_SOURCE INFORMATION:_
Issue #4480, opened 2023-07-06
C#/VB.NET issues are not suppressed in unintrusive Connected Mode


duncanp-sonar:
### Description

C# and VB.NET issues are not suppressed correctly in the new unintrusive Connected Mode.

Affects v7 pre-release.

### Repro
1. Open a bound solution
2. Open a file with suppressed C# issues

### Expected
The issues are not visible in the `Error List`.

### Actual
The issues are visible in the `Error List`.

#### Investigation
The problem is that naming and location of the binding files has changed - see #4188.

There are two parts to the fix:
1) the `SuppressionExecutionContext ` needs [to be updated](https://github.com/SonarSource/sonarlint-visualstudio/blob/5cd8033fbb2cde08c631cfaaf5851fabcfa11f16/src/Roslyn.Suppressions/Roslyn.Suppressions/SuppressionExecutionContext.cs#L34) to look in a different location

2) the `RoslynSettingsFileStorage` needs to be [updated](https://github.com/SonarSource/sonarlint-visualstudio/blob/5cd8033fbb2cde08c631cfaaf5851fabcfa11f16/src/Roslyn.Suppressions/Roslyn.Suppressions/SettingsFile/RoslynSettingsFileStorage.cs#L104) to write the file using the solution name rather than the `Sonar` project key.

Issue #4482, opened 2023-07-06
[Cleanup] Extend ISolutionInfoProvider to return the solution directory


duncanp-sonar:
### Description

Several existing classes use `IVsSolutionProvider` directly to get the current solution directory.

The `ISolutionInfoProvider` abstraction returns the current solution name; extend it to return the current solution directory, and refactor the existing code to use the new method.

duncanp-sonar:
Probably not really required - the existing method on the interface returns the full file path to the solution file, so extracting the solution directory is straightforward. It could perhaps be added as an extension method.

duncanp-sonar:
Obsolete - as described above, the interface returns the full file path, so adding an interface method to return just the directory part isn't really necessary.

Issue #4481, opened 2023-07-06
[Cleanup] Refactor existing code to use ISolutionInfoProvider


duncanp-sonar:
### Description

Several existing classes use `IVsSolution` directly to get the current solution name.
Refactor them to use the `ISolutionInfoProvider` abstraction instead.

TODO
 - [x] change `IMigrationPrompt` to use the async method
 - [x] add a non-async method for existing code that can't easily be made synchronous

_PROMPT:_
From the "[Cleanup] Refactor existing" line to the close of the listing, restate each line word for word.

_TASK OUTPUT:_
[Cleanup] Refactor existing code to use ISolutionInfoProvider


duncanp-sonar:
### Description

Several existing classes use `IVsSolution` directly to get the current solution name.
Refactor them to use the `ISolutionInfoProvider` abstraction instead.

TODO
 - [x] change `IMigrationPrompt` to use the async method
 - [x] add a non-async method for existing code that can't easily be made synchronous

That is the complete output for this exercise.